In regard to cancer genetic counseling, it is important to keep in mind the ages of unaffected relatives in the family tree. Consideration must be given to the question of how old a family member needs to be before they would have probably developed a cancer if they had a susceptibility gene. A complete and thorough family history helps in assessing risk since an unaffected relative may not actually provide reassurance, but may instead be uninformative based either on current age, or age at death.

-Sex-Specific Expression

Some traits or conditions are only expressed in one sex even though both sexes can carry the genes that are associated with the trait or condition. Although both males and females can carry mutated BRCA genes, men do not have ovaries and therefore are not at risk for developing ovarian cancer even though a woman carrying the exact same genetic alteration could have as high as a 50% lifetime risk of developing ovarian cancer. Sex-specific expression can alter the presentation of a genetic mutation in a family. For example, a woman with an early-onset breast cancer may report that she has no family history of ovarian cancer. However, if her father is an only child, and her paternal grandmother (who was also diagnosed with early onset breast cancer) had four brothers, her "negative" family history must be interpreted cautiously taking into account the phenomenon of sex-specific expression.

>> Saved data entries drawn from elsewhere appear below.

PR #326, opened 2024-12-15
Minor GC improvement

techanon:
Hoist some arrays to class fields to avoid excessive array allocations (on behalf of @dooly123).

### DIFF
--- a/Packages/com.llealloo.audiolink/Runtime/Scripts/AudioLink.cs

Autosomal Recessive Inheritance

Autosomal recessive inheritance is associated with a variety of different conditions. The word autosomal refers to the fact that the disease causing gene is on an autosome (an autosome is any chromosome that is not a sex chromosome, i.e. Chromosomes numbered 1-22). Autosomes are inherited from both our mothers and our fathers, and are passed on to both sons and daughters. Thus, in a family with an autosomal condition, we would expect to see (approximately) equal numbers of males and females with the condition. Recessive inheritance occurs when the condition is produced only if BOTH genes of a pair are non-functioning. If only one gene in the pair is non-functioning, the condition is not manifested or is only mildly manifested. However, a person with a single non-functioning gene is called a carrier, and may have a child affected with the condition if the other parent is also a carrier of the same condition.

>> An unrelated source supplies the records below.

PR #324, opened 2024-10-26
Preliminary Unity 6 support

techanon:
This should fix some edge-case issues in the editor scripts when trying to pull the minimal build into a Unity 6 project.
I'm open to a more proper fix cause this does feel kinda goofy.

PR #328, opened 2024-12-22
Make use of FindObjectsByType consistent. 

techanon:
Anything beyond 2021.3 supports the ByType API.
Is additional cleanup from #324 changes.

### DIFF
--- a/Packages/com.llealloo.audiolink/Editor/Scripts/AudioLinkEditor.cs
+++ b/Packages/com.llealloo.audiolink/Editor/Scripts/AudioLinkEditor.cs
@@ -2,9 +2,8 @@
 using System.Reflection;
 
 #if UDONSHARP
-using UdonSharp;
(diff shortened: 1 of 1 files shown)


float3:
can you make it use the same style I did? I prefer that

float3:
otherwise lgtm

techanon:
Not sure what you mean by style, the api calls are completely different between the two.

float3:
if you give me access to the branch I'll fix it

techanon:
The PR has repo contributor changes enable. You should just be able to modify it.

techanon:
Your change is incorrect because the FindObjectsByType does not exist prior to 2021_3 ergo the whole line change there. Your style preference doesn't actually work for the older unity versions.

float3:
oh I aee, ByType vs OfType

PR #329, opened 2025-01-24
DFT phase

tt0fu:
Used the previously reserved dft alpha channel to store the the phase of the signal and added an example material that uses it.


Packages/com.llealloo.audiolink/Runtime/Shaders/AudioLink.shader
tt0fu, line 1: It's very strange that this giant list is here. If someone wants actual raw DFT data, they need to find this list in the CRT shader and copy it into their shader.

float3:
the diff looks a bit weird

tt0fu:
> the diff looks a bit weird

I apologize for the strange single space changes in the commits. My IDE added them automatically and I didn't notice them being included in the commits.

float3:
no worries, let's revert those

Packages/com.llealloo.audiolink/Runtime/Shaders/AudioLink.shader
float3: yeah I guess that was an oversight of the one who designed that API, thanks for fixing it

float3:
pema will have to look at and approve/reject this PR, I don't interact with the HLSL part of Audiolink much these days

Packages/com.llealloo.audiolink/Runtime/Shaders/AudioLink.shader
tt0fu: It's also very strange that the DFT algorithm itself walks through the samples backwards and specifically through 3069/2 (that's not even divisible by 2?) of them.

cnlohr: IIRC
1.  It was backwards since we want to heavily weight the newest samples.
2. How do you compute 3069/2?

cnlohr:
One other thought here.  The operation being done here can be completely captured by using goertzel's algorithm which is likely to be moderately faster in an application like this, especially on mobile hardware. I just haven't gotten around to testing it.

What are you using phase for?  (Humans can't really perceive phase) Just some additional visualization?  OK Either way on the getting-the-phase information.  I just never found a use.  I tried doing like sound reconstruction but, because the bins are spaced for human perception instead of DSP, you end up getting goop out when you try to reconstitute.

pema99 (approved):
code looks fine to me and charles seems happy with it, so merging

cnlohr:
:partying_face:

X-Linked Recessive Inheritance

X-linked recessive inheritance is associated with a variety of different conditions. The word X-linked refers to the fact that the condition causing gene is on the X chromosome. The 23rd chromosome pair consists of the X and the Y chromosomes. Females inherit two X chromosomes, one each from the mother and father. Males inherit one X chromosome (from the mother) and one Y chromosome (from the father). Since a male has only one X chromosome, all the genes on his X chromosome, whether dominant or recessive, will be expressed because there are no corresponding genes on the Y chromosome. Thus a male with a mutation on his X chromosome will express whatever condition is associated with that mutation. Since a female has two X chromosomes, if she has a mutation on one of her X chromosomes, but a functioning gene on her other X chromosome, she will be a carrier of the condition, but unaffected.

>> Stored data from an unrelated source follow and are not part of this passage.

PR #333, opened 2025-05-16
Optimize audio sample array access for mobile GPU performance

Hamaguri-0414:
We found a problem with audio sample code that uses changing index numbers for array access. This prevents the compiler from optimizing the code well, causing the shader to fail on older Metal GPUs (before A14 Bionic).
This fix limits the array access range clearly, which helps the compiler make better optimizations.

We tested the fix and confirmed the shader now works properly on Metal GPUs older than A14 Bionic.

### DIFF
--- a/Packages/com.llealloo.audiolink/Runtime/Shaders/AudioLink.shader
+++ b/Packages/com.llealloo.audiolink/Runtime/Shaders/AudioLink.shader
@@ -221,29 +221,43 @@ Shader "AudioLink/Internal/AudioLink"
 
             float ReadLeft( int sample )
             {
-                if( sample < 1023 )
-                    return _Samples0L[sample];
-                else if( sample < 2046 )
-                    return _Samples1L[sample-1023];
-                else if( sample < 3069 )
-                    return _Samples2L[sample-2046];
-                else if( sample < 4092 )
-                    return _Samples3L[sample-3069];
-                else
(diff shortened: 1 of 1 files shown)


float3 (approved):

float3:
lgtm

pema99:
This really doesn't sit well with me. It's a de-optimization in almost all cases. Integer division and modulo are some of the absolute slowest operations you can do on a modern GPU. On top of that, the change increase the instruction count by around 7% and the register count by 50%. The code as it is now is pretty objectively better to me.

You write
> This prevents the compiler from optimizing the code well, causing the shader to fail on older Metal GPUs (before A14 Bionic).

It's unclear to me not "optimizing the code well" translates into the shader failing. Do you actually get a compilation error? If so, which one? What if you slap a [branch] attribute on each of the if-statements? And what about with _just_ adding the clamp?

Also p.s, your bound check is wrong. When passing index 4092, the check `4092 < sample` will return false, and you will index out of bounds. Should be `<=`.

pema99 (changes requested):
I'd like to understand the issue you are addressing better before we consider merging this. If we do end up merging it, it should probably be behind an #ifdef for Metal only. Check my previous comment.

pema99:
Marking as draft as this hasn't had any activity for quite a while.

Multifactorial Inheritance

Multifactorial inheritance is an interaction between many genes with potentially additive effects and environmental components. Multifactorial inheritance may be caused by the expression of many genes, the interaction of several genes, or the interaction of a gene or genes with other environmental factors. With multifactorial inheritance it is difficult to determine the precise etiology of the condition because it is a net effect of genetic, environmental and lifestyle factors that may impact an individual's susceptibility to develop the condition.